United Nations: Joe Biden’s Deadly Withdrawal Could Leave a Million Afghan Children to Die

SURKH ROD, AFGHANISTAN - JULY 14: Children of families displaced by the Islamic State of Iraq and Syria -Khorasan (ISIS-K) play at their current home on July 14, 2017, in Surkh Rod District, Afghanistan. The families moved ten months ago from the Pachir wa Agam District when IS took control …
Andrew Renneisen/Getty Images

President Joe Biden’s deadly withdrawal could leave a million Afghan children to die from a lack of food and water, the United Nations Children’s Fund (UNICEF) warned Monday.

“It was a surprise for us how the former administration abandoned the government,” Taliban’s deputy information and culture minister Zabihullah Mujahid told the New York Times. “We were not fully prepared for that and are still trying to figure things out to manage the crisis and try to help people in any way possible.”

In response, the UNICEF agreed with Mujahid, indicating almost 10 million children will depend on foreign aid to live, as World Food Program revealed 40 percent of Afghan crops have been lost since Biden’s deadly withdrawal. And commodity prices are climbing. “Wheat has gone up by 25 percent, and the aid agency’s own food stock is expected to run out by the end of September,” the Times reports.
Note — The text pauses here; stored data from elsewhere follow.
PR #587, opened 2026-08-04
fix(diagnostics): make MoistAirColumnState broadcasting-native

JOhnsonKC201:
`MoistAirColumnState` assumed exactly one trailing horizontal axis when building pressures:

```python
a_full[:, None] + b_full[:, None] * surface_pressure[None, :]
```

That broadcasts on a column-vectorized `(nlev, ncols)` host, but raises on a whole `(nlev, nlon, nlat)` grid:

```
ValueError: Incompatible shapes for broadcasting: shapes=[(8, 1), (1, 96, 48)]
```

Every current caller (the ECHAM terms, `rce.py`, Tiedtke-Nordeng) runs column-vectorized, so the term had never been exercised on a full grid. I hit it composing `MoistAirColumnState` onto `speedy_physics()` to supply `pressure_full` / `pressure_half` / `height_full` for `LottMillerSso`, which no SPEEDY term provides.

Fixed by reshaping the vertical coefficients against `surface_pressure.ndim`, the broadcasting-native pattern documented in `CLAUDE.md`:

> `phalf = a_half.reshape((-1,) + (1,)*ps.ndim) + b_half[...] * ps[None]`, so it too is agnostic to whole-grid vs column-vectorized hosts.

The single-horizontal-axis case is unchanged, so existing callers are unaffected.

## Test plan

The module had no test file. This adds one covering the property that was broken:

- a single column `(nlev,)`, a vectorized block `(nlev, ncols)`, and a whole grid `(nlev, nlon, nlat)`
- that a grid column and a vectorized column agree value for value
- pressure monotonic and finite, half-levels bracketing full levels, and the documented 10 m layer-thickness floor

Results:

- **7 of the 8 new tests fail without the fix**; all 8 pass with it. The one that passes either way is `test_column_vectorized_host`, the layout that already worked.
- `pytest jcm/physics/diagnostics/ jcm/physics/convection/tiedtke_nordeng/ jcm/physics/echam/ -m "not slow"` — 169 passed, 8 skipped.
- `ruff check jcm/physics/diagnostics/` clean.

### DIFF
--- a/jcm/physics/diagnostics/moist_air_state.py
+++ b/jcm/physics/diagnostics/moist_air_state.py
@@ -181,11 +181,21 @@ class MoistAirColumnState(PhysicsTerm):
 
         surface_pressure = state.normalized_surface_pressure * p0  # Pa
         # Hybrid-coordinate pressure: works for pure sigma (a=0) too.
+        #
+        # The vertical coefficients are reshaped against however many
+        # horizontal axes the host actually has. Indexing them as
+        # ``a_full[:, None]`` against ``surface_pressure[None, :]`` hardcodes
+        # exactly one trailing axis, which broadcasts on a column-vectorized
+        # ``(nlev, ncols)`` host and raises on a whole ``(nlev, nlon, nlat)``
+        # grid. See the broadcasting-native convention in CLAUDE.md.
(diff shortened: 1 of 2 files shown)


duncanwp:
LGTM, thanks!

PR #588, opened 2026-08-04
docs(skills): Derecho run workflow as a project skill

duncanwp:
Packages the Derecho PBS workflow from the online-aerosol campaign into `.claude/skills/derecho-jcm-runs/`, so runs are repeatable instead of re-derived — and so the failure modes we hit are not hit again.

## ⚠️ One judgement call to review first

`.gitignore` had `.claude/` ignored wholesale as "local claude files". I narrowed it to:

```
.claude/*
!.claude/skills/
```

so local state (settings, sessions, caches) stays untracked while **shared project skills are versioned**. Verified: `.claude/settings.json` is still ignored. If you'd rather keep `.claude/` entirely private, say so and I'll move the skill to `tools/derecho/` instead — the content is identical either way.

## Contents

| file | purpose |
|---|---|
| `SKILL.md` | the workflow + machine facts |
| `scripts/mkjob.py` | generate a PBS script from flags; pre-flight the config |
| `scripts/watch_job.sh` | completion/failure monitor |
| `scripts/settled_rate.py` | convergence-checked throughput |
| `reference/data_paths.md` | boundary/emissions/aux data: packaged, prepared, upstream |

```bash
python .claude/skills/derecho-jcm-runs/scripts/mkjob.py --name my_run --days 30 --check > runs/my_run.pbs
qsub runs/my_run.pbs
```

Flags cover queue, account, GPUs (adds `+grid.spmd_mesh` and the right memory fraction), walltime, grid, dt, physics package, radiation scheme, advection, aquaplanet, resume, `--bench` variant matrices, and raw Hydra passthrough.

## Why each piece exists

Every default and warning corresponds to something that actually cost time:

- **Hydra `+`/`++` prefixes** — `run=longrun` replaces the run group, so `run.checkpoint_path` needs `+` under it but not otherwise. Two dead jobs.
- **`--check`** composes the config on the login node before a queue slot is spent; `SKILL.md` also gives the coords-constructibility check, because `--cfg job` does not build coords (an invalid truncation only fails at runtime — see T127).
- **Missing-input guard** — the JAM aux inputs live on purge-eligible scratch.
- **`set -euo pipefail` and `-m abe`** — a `sed`-derived script silently dropped job mail, and a script without `-e` reached its `DONE` marker after failing.
- **Monitor hardening** — live NFS logs give stale re-reads; grepping twice produced phantom "failures" that printed empty. Also: chunk netCDFs are written *before* the NaN check, so file existence is not success.
- **`settled_rate.py`** — jcm's `N sim days/hr` is cumulative and includes compile. This is what resolved the recent cross-machine throughput investigation; the skill records the method (per-chunk walls, 5% convergence, and dtype/power checks when comparing machines, since a config flag does not establish precision — one f64 input promotes whole subgraphs).

## Portability

Site paths are env-overridable — `JCM_REPO`, `JCM_VENV`, `JCM_DINOSAUR`, `JAM_INPUTS`, `JCM_EMISSIONS`, `PBS_ACCOUNT`, `SCRATCH` — so this is not pinned to one home directory; defaults match the current setup.

No library code is touched. Scripts lint clean, and the chain was validated end-to-end by submitting a generated job to the real queue: it ran clean (0/186 NaN), the watcher detected completion, and the analyzer correctly declined to quote a rate from a 10-day run.


duncanwp:
## Added: the dev-box skills, with the overlap merged rather than duplicated

Brings over the skills built on the shared UCSD workstation. They did overlap yours in two places, and in one of them the two copies had **already diverged** — so this factors the shared knowledge out instead of shipping both.

### Layering

The problem was that a site skill naturally accretes both "how to drive jcm" and "how this machine works", and the first half is identical everywhere. Split:

| skill | layer |
|---|---|
| `jcm-run` | site-agnostic: config groups, validated stable T63L47 overrides, Hydra traps, watching a run |
| `jcm-benchmark` | site-agnostic: throughput methodology + `tools/benchmark.py` |
| **`devbox-jcm-runs`** (new) | shared UCSD workstation — 8x A100-80GB, **no scheduler** |
| `derecho-jcm-runs` | NCAR Derecho PBS — unchanged in substance, now cross-references the generic layer instead of restating it |

The two site skills contrast usefully: on Derecho PBS hands you exclusive GPUs; on the dev box you self-allocate alongside colleagues and nothing stops two people picking the same card.

### The two real overlaps

**1. Throughput reduction → `tools/chunk_timing.py`.** Your `settled_rate.py` and my `benchmark.py` each had their own copy of the same insight, and they had already drifted apart:

| | yours | mine |
|---|---|---|
| tolerance | 5% | 3% |
| which chunks | last two | first agreeing pair |

Reconciled to the stricter reading of each: **judge on the last two** (yours — a noisy series can match by accident early while still drifting, and what matters is that the run had settled by the end), at **3%** (mine), reporting their **mean** rather than a single chunk, with `--tol` exposed.

I re-checked this against the jax-rrtmgp#22 A/B I just published: 72.16 → 72.23 and 20.62 → 20.47 s/sim-day, ratio 3.50x → 3.53x. Conclusion unchanged, and there is now a test pinning those numbers so the shared module cannot silently move them.

The two entry points stay distinct because they answer different questions: `settled_rate.py` reads a log already back from the queue; `benchmark.py` drives a run and samples GPU telemetry alongside.

**2. Free-GPU detection → `tools/gpu_util.py`.** Runnable directly (`--free`, `--wait N`) and used by `benchmark.py` as a hard pre-flight gate. The uuid join between `--query-gpu` and `--query-compute-apps` is the reason this is a module and not a re-typed shell one-liner.

### `.gitignore` — we both made the same change

You narrowed `.claude/` to `.claude/*` + `!.claude/skills/`; I independently did the same on the AeroCom branch. Kept your wording, added one note: the pattern **must** be `.claude/*` and not `.claude/`, because git does not descend into an excluded *directory*, so a trailing slash makes the negation unreachable. (I hit exactly that.) Verified `.claude/settings.local.json` is still ignored. I have reverted my copy of this change on #582 so it lands once, here.

### Why `devbox-jcm-runs` earns its place

Same principle as yours — every warning is something that actually cost time:

- **Utilisation is not a freeness signal.** Live reading while writing this: GPUs 0 and 3 both showed **0% util** while carrying five and six of other people's processes and tens of GB.
- **Nor is memory alone.** A colleague's Jupyter kernel had been parked on GPU 1 for weeks holding 1.2 GiB, so the card read `1182 MiB, 0%` — indistinguishable from idle driver overhead. I judged it free and started a 3-hour benchmark on top of it. Both signals are now required, and `benchmark.py` refuses to start otherwise.
- **`pkill -f` matches your own shell.** It killed this session's twice. Kill confirmed PIDs.
- Editable installs mean the working tree is the running code — never `git checkout` in the shared clone to A/B a library; use a worktree + `PYTHONPATH`.

### Also

Fixed a bug I introduced: argparse `%`-expands help strings, so the formatted `{DEFAULT_TOL:.0%}` made `--help` raise `ValueError` in both CLIs.

Verified: ruff clean, 11 timing tests pass, both `--help` work, the gate correctly refuses a busy card *and names the free one*, and `settled_rate.py` reproduces the published A/B numbers from a real 30-day log.

One judgement call for you, mirroring yours on `.gitignore`: I put `chunk_timing.py`/`gpu_util.py` in `tools/` rather than inside a skill, since both skills use them and `tools/` is already where repo tooling lives. `settled_rate.py` reaches them via `parents[4]`. If you would rather skills be self-contained, say so and I will vendor them instead.

duncanwp:
## Codex findings addressed (8b8dea2) — all three were real

### P1 · `watch_job.sh` accepted the marker before checking failures

Correct, and it defeated the script's own stated purpose. `run_chunked` logs `unhealthy` and returns **normally** when the health gate trips, so the job script proceeds to write its marker and the watcher reported `COMPLETE` for a run that died on NaNs.

Failures are now evaluated **before** the marker is accepted. No debounce in that path — once the marker is down the log is final, so there is nothing to race against.

Added beyond the report: an explicit non-zero `NaN vars: N/M` check. The health line is printed **per chunk, before the gate reacts**, so a bad count can appear with nothing matching `FAIL_RE` at all. The same rule now guards the late-marker branch, which had the identical hole.

Also fixed something adjacent: the script violated its own first documented lesson. It grepped the log *twice* per check — once for the marker, once for `FAIL_RE` — while the header says "read ONCE per check, then decide and report from those same bytes". Now genuinely one read, which is what makes the stale-NFS reasoning hold.

Verified with synthetic logs:

| log | result |
|---|---|
| clean + marker | exit 0 `COMPLETE` |
| `unhealthy` + marker | exit 1 `FAILED (marker present, but the run is unhealthy)` |
| non-zero `NaN vars` only + marker | exit 1 |

### P2 · `--bench` variant failures did not propagate

Correct. Failures are now counted and the completion marker **withheld** with a non-zero exit.

Extended slightly: a variant that *ran to completion* but went unhealthy also counts, since that is the same normal-return behaviour as the P1 finding — otherwise the fix would only catch crashes and still pass a NaN'd variant.

Deliberately left as-is: `settled_rate.py ... || true`. Its non-zero exit only means "not enough chunks to quote a rate", which is not a job failure. Now commented so it does not read as an oversight.

### P2 · L47 oxidant file hard-coded for every grid

Correct — and the failure mode is the expensive kind, since the runner's level-count validation only fires *after* the job reaches the front of the queue.

Now derived from the requested grid via `grid_layers()`, reusing the parse that already existed for the coords check. The real win is that `check_inputs()` then catches a missing or misnamed file **before qsub**, which is the whole point of that guard.

```
echam_t63_l47_hybrid   -> oxidants_cam_echam_l47_2014_t63.nc
echam_t63_l95_hybrid   -> oxidants_cam_echam_l95_2014_t63.nc
echam_t106_l95_hybrid  -> oxidants_cam_echam_l95_2014_t63.nc
```

`dms`/`dust` are surface fields with no level axis, so they stay grid-independent.

---

## Also added: `jcm-dev-workflow` skill

Requested by @duncanwp — the loop this PR is itself an instance of:

> branch → atomic commits → local test + lint gate → PR linked to its issue → monitor CI **and** the automatic Codex review → fix and respond → `@codex review` if the response was substantial → hand back to a human only when green

One thing it calls out explicitly, because it is exactly how this round went unnoticed for a while: **Codex posts as a PR *review* with inline comments, not as an issue comment**, so `gh pr view --json comments` shows nothing. You need:

```bash
gh api repos/climate-analytics-lab/jax-gcm/pulls/<PR>/reviews
gh api repos/climate-analytics-lab/jax-gcm/pulls/<PR>/comments
```

It also carries the rule that a watcher must match **failure** signatures and not only success — a success-only filter is silent through a crash, which reads identically to "still running". Same class of bug as the P1 above.

### `CLAUDE.md` shrinks

Per @duncanwp, the `Running Tests` and `Linting` sections are folded into the skill. I left a pointer plus the two facts too expensive to lose from always-loaded context: `ruff check .` before every push, and `JAX_PLATFORMS=cpu` (without which every xdist worker fights for the same GPU and XLA dies with `CUDA_ERROR_OUT_OF_MEMORY`). Everything else — CI thresholds, `-n` guidance, coverage, slow-test marking — now lives in the skill only.

Judgement call worth a second opinion: `CLAUDE.md` is always in context whereas a skill is loaded on demand, so this trades guaranteed availability for one canonical copy. I kept the two highest-cost facts inline as a hedge. Happy to pull more back if you would rather not rely on the skill being invoked.

@codex review

duncanwp:
## Second Codex round addressed (45f378f) — all four correct

Two of these are cases where I fixed a bug in one place and left the identical hole one file over. Worth noting as a pattern.

### P2 · `benchmark.py` accepted an unhealthy or truncated run

Correct, and this is the same class as the P1 from the last round. `check_health` trips on more than NaN — temperature range, `q_max` — and `run_chunked` then stops early while `jcm.main` still exits 0. My wrapper looked only at the exit code and the NaN count, so a run that died at day 5 of 30 could print a **converged-looking rate and return success**.

Now also parses the unhealthy signature *and* compares completed days against requested, reporting each reason separately.

This was visible in our own CI log and I walked past it:

```
Chunk 1 | Day 90 (0.25 yr) | FAILED: T_min=66K (< 100K); T_max=598K (> 500K)
```

No NaN anywhere in that line — exactly the case the old check missed.

| log | unhealthy | truncated |
|---|---|---|
| healthy, 30/30 days | no | no |
| `FAILED: T_min=66K`, 5/30 | **yes** | **yes** |
| `atmosphere unhealthy`, 3/30 | **yes** | **yes** |
| clean but 10/30 | no | **yes** |

### P2 · `--bench` variants missed NaN-only logs

Correct, and you're right to call it "a fresh instance" — I fixed precisely this in `watch_job.sh` in the previous commit and left it open here. Each variant redirects jcm output to its own `run.log`, so the outer watcher never sees those per-chunk health lines; they have to be checked at the variant.

Non-zero `NaN vars: N/M` now counts even with no `unhealthy` line — the health line prints per chunk *before* the gate reacts, and a NaN in a non-gated variable produces no gate message at all. Verified: `NaN vars: 0/239` → ok, `NaN vars: 1/239` → UNHEALTHY.

### P2 · `dms`/`dust` pinned to T63 for every grid

Correct, and my own comment was the problem. I wrote that they were "grid-independent" because they are surface fields — which **conflated the vertical with the horizontal**. `read_dms_seawater`/`read_dust_source` validate lat/lon against the model Gaussian grid, so a T106 run passes `check_inputs()` and then dies after reaching the queue front.

All three aux inputs now derive from the requested grid — level count for oxidants, truncation for all — so a wrong-grid file is caught before `qsub`:

```
echam_t63_l47_hybrid    dms=..._t63.nc    ox=oxidants_..._l47_2014_t63.nc
echam_t106_l95_hybrid   dms=..._t106.nc   ox=oxidants_..._l95_2014_t106.nc
echam_t119_l95_hybrid   dms=..._t119.nc   ox=oxidants_..._l95_2014_t119.nc
```

### P2 · The specific-humidity warning was backwards

**This is the one that mattered most**, and thank you for catching it — as written it would have made an agent read a normal ~10 g/kg field as 0.01 g/kg and conclude the model was 1000× too dry.

I verified against the code rather than trusting either source:

- `jcm/dycore/dinosaur/state_bridge.py:120` — `dimensionalize(q, units.gram / units.kilogram)` on the way out.
- `jcm/diagnostics.py:40-50` — documents that an earlier `* 1000` was removed precisely because it double-counted and tripped `q_max > 100 g/kg` on every chunked SPEEDY/ECHAM run.

The label is correct and the values are genuinely g/kg. The warning was stale, carried over from a note that predates the fix. Corrected in the skill, and the note itself rewritten as the correction so it cannot resurface.

---

### Also in this push

Closes the provenance gap I had held over from the RRTMGP A/B. Reports now record resolved path, git SHA/branch and dirty state for `jcm`, `rrtmgp`, `dinosaur`, `mam4_jax` — probed **in the run's own environment**, so a `PYTHONPATH` override shows the code actually imported rather than the override requested. Packaged installs record a version instead. Verified it distinguishes `rrtmgp` 8703bb5 (baseline) from 27076c0 (perf worktree), which is exactly the claim a library A/B needs to be able to make.

@codex review

duncanwp:
## Third round addressed (f5057e7)

Three new findings (the other four in that review were already fixed in 45f378f — same findings re-reported with null line numbers). All three correct.

### P2 · Provenance probed the wrong interpreter

Correct, and it undermines the feature entirely. `_provenance` ran under `sys.executable`, but `--python` routinely points at a different environment from the one running the wrapper — the micromamba env is not on PATH on this box, which is exactly the documented workflow. A report could therefore attribute a benchmark to whichever `jcm`/`rrtmgp` the *wrapper* imports.

**A provenance record that is confidently wrong is worse than none**, since its whole purpose is to be trusted. Now probes with the benchmark's own interpreter and cwd.

### P2 · Emissions pinned to T63

Correct. `_validate_emissions_grid` rejects fields whose horizontal shape differs from the model grid, so the default killed every T85/T106/T119 job *after* it reached the queue front. Derived from `--grid` now:

```
echam_t63_l47_hybrid   -> emissions_echam_t63_l47_hybrid_2014.nc
echam_t85_l47_hybrid   -> emissions_echam_t85_l47_hybrid_2014.nc
echam_t106_l95_hybrid  -> emissions_echam_t106_l95_hybrid_2014.nc
```

`$JCM_EMISSIONS` still wins when set — that is an explicit site choice — but now warns when it does not name the requested grid, since silently reusing a T63 file on T106 is the exact failure being prevented.

### P2 · Ozone silently fell back to the analytic profile

**The worst of the three, because nothing fails.** `auto` resolves only *packaged* climatologies, this repo packages T63L47 only, and the fallback surrogate carries ~7.6× the tropospheric ozone column. An L95 or T106 job runs clean, exits 0, and produces radiation that cannot be compared with anything — no preflight error, no signature a watcher looks for.

`mkjob.py` now refuses any grid without a packaged climatology:

```
NO PACKAGED OZONE for echam_t63_l95_hybrid (t63, L95).
  forcing.ozone_file=auto would fall back to the ANALYTIC profile (~7.6x the
  tropospheric ozone column), which runs fine and silently invalidates the radiation.
  Pass --ozone /path/to/ozone_<grid>.nc — see reference/data_paths.md, or prepare one with
    python -m jcm.data.bc.interpolate_ozone --in T63_ozone_picontrol.nc --out ozone_t63_l95.nc --nlevels 95
```

Verified: T63L47 still generates; T63L95 refuses with instructions.

The pattern across all three rounds is one thing: **`check_inputs()` was verifying that files exist, not that they match the run.** Every prepared input is now derived from `--grid` — level-resolved (oxidants, ozone) and horizontally-resolved (emissions, DMS, dust) alike. `data_paths.md` and the skill table are updated.

---

## Also: benchmark output is now disposable (@duncanwp request)

Model netCDF goes to `/tmp/jcm-bench` (`--scratch-root` / `$JCM_BENCH_SCRATCH`) and is deleted once the report is written. A 30-day T63L47 arm writes GBs and the recent 3-pair A/B filled scratch with fields nobody read; the report, log, GPU telemetry and `result.json` all stay, and reclaimed size is recorded.

Two deliberate limits:

- **Not applied to `jcm-run`.** For a science run the output *is* the point. This belongs to benchmarking only, which is why it lives in the harness.
- **Output is kept when the run was unhealthy.** Deleting the evidence of a failure is how you end up unable to explain it. `--keep-output` forces retention always.

Also reordered the free-GPU gate ahead of directory creation so a refused run leaves nothing behind — noticed because the gate fired *for real* mid-testing when another user took GPU 4 in the seconds between my `--free` check and the launch. Working as intended, but it had already made its scratch dir.

@codex review

duncanwp:
## Fourth round addressed

### P2 · Ozone override nested under the emissions guard

Correct — and this was my own previous fix placed in the wrong scope. **Ozone belongs to radiation, not to the aerosol chain**, so it has to be emitted for every prescribed-forcing run. As written, `--physics echam-rrtmgp` or `--no-emissions` on an L95 grid would *accept* `--ozone` and then silently drop it, leaving `auto` → analytic profile. That is exactly the high-resolution radiation run the guard was added to protect, so the bug landed on the one case that mattered most.

Moved out beside terrain/forcing. Verified both paths now emit it:

```
--physics echam-rrtmgp --grid echam_t63_l95_hybrid --ozone /path/oz_l95.nc
  -> forcing.ozone_file=/path/oz_l95.nc
--no-emissions --grid echam_t63_l95_hybrid --ozone /path/oz_l95.nc
  -> forcing.ozone_file=/path/oz_l95.nc
```

### P2 · `--check` composed with the wrong interpreter

Correct, and the same class as the provenance finding in f5057e7 — I fixed that one in `benchmark.py` and left the identical assumption here. The preflight ran under whichever Python invoked the generator while the job activates `--venv` and runs its own.

The failure mode you name is the bad one: not "rejects a valid job" but **"passes using packages the real job will not import"**, which defeats the entire purpose of a preflight. Now uses the job's interpreter, warning and falling back if it does not exist (the generator can legitimately run off-node).

### P3 · Report written before the retention decision

Already fixed in the previous push — and you are right that it affected both branches. It is also why my own check of that report showed no `## Output` section and I did not question it.

---

### On the L95 ozone, for the record

The files exist and are validated — T63/T106/T119 L95, generated 2026-08-01 for the MA L95 benchmark, all NaN-free with latitudes already S→N. They are **deliberately not packaged**: the interpolated field is near-maximum entropy (17.7M unique values of 21M), so 84 MB only reaches 48 MB at zlib-9 against 0.99 MB for the packaged L47 file, and T106/T119 are several times larger again. `reference/data_paths.md` now records their location, shapes, the purge-eligibility caveat, and the polar-interpolation trap that bites on regeneration.

duncanwp:
## Nautilus (NRP Kubernetes) support added — CI green, requesting a review pass

Everything since the last review (5 Aug) is new and unreviewed: a Nautilus site skill, two job generators, a site-profile module, and a rewrite of report retrieval.

### Validated against the live cluster, twice

| config | dev box | Nautilus | |
|---|---|---|---|
| `t63-echam-rrtmgp` | 174.6 | **175.2** sim days/hr | 0.3 % apart |
| `ma-t63-l47` (full JAM) | 131.9 | **125.3** sim days/hr | 5 %, *explained* |

Both converged, full 30 days, no NaN. The 5 % is not platform noise: `dinosaur` and `rrtmgp` are byte-identical pins, but the dev-box figure was taken on MAM4-JAX `141b2ea` (a stale local branch) while Nautilus runs `main`, two commits later — which also accounts for the 1.3 GiB lower peak memory. The provenance block turned an unexplained discrepancy into two named commits, which is the argument in #591.

### The trap the skill exists to document

`nvidia.com/a100` is a **quota bucket, not a card type**. It spans SXM4-80GB (22 nodes), 80GB-PCIe (9), **PCIE-40GB (8)** and a **1g.10gb MIG slice**. A bare request lands anywhere; the 40 GB card OOMs every L95 config and the MIG slice OOMs nearly everything, and a benchmark hopping between products yields numbers that cannot be compared. The generators select on the memory label and record which product actually ran.

Related: `priorityClassName` must be left **unset** — the namespace bans every named class at 0 pods, including `default`, so naming one gets the pod refused by quota.

### Two design points from @duncanwp, both addressed

**Portability.** Site-specific values are extracted into `sites.py` (~15 of them). The boundary is concrete: Nautilus nodes advertise `nvidia.com/gpu` — the standard name GKE/EKS use — alongside `nvidia.com/a100`, and only the latter is quota-tracked here. I deliberately did **not** write a cloud profile: untested platform code that looks authoritative is worse than none. The file records what a new profile must supply.

**`fetch_reports.py` smell.** Correct, and the fix was not a tidier reader but not needing one. Jobs now echo `report.md` to stdout, so `kubectl logs` retrieves it — matching NRP's own guidance, which reserves `kubectl cp` for small files and points at S3 for bulk. `--from-pvc` remains for expired-TTL jobs. Jobs also dump the tail of `run.log` when no rate was produced; several debug cycles here went on the pod log showing only the harness's "truncated" verdict while the traceback sat on the PVC.

### Production runs

`mkrun.py` is separate from `mkjob.py` because the two want opposite things: output kept rather than discarded, health gate always on, `backoffLimit` 20 rather than 0. Eviction tolerance is the design — a pod is not guaranteed a node for days, so each retry resumes from jcm's checkpoint rather than restarting the year.

### Known gaps, stated rather than hidden

- **`mkrun.py` is not tested end-to-end.** It dry-runs clean; I would want a short run through it before trusting a year to it.
- **T106/T119 presets cannot run on Nautilus** — their prepared boundary data exists only on the dev box. The HF mirror work unblocks this.
- **`diffrax` is pip-installed at pod startup** because MAM4-JAX needs it and the image lacks it. It works and is followed by a hard GPU check (pip could otherwise swap the CUDA jax for a CPU build, which would "work" ~100x slower and read as a slow run). But the resolved version is unpinned, so it belongs in the image behind a `jam` extra.

@codex review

“Nearly 10 million girls and boys depend on humanitarian assistance just to survive,” Executive Director of UNICEF Henrietta H. Foresaid said at the U.N. conference in Geneva. “At least one million children will suffer from severe acute malnutrition this year and could die without treatment.”

The suffering from Biden’s rapid withdrawal has the attention of the world. Secretary-General of the United Nations António Guterres told the media Monday the U.N. has secured over $1 billion in aid pledges from various countries with Biden pledging $64 million “in new funding for food and medical aid.”

But the United States and the world will reportedly rely on the Taliban terrorists, who have violently hunted down opposition, whipped protesting women, and lashed journalists, for distribution of aid to the impoverished, U.N.’s Director of humanitarian and emergency relief operations Martin Griffiths said upon having visited Kabul last week.

Taliban reportedly told Griffiths that they “will remove previous and current impediments in front of your assistance and all related projects working under supervision of U.N and other international organizations in Afghanistan.”

A woman wearing a burqa holds her child as she waits to receive free wheat from the government emergency committee during a government-imposed lockdown on the capital city as a preventive measure against the COVID-19 coronavirus, in Kabul on April 21, 2020. (Photo by WAKIL KOHSAR / AFP) (Photo by WAKIL KOHSAR/AFP via Getty Images)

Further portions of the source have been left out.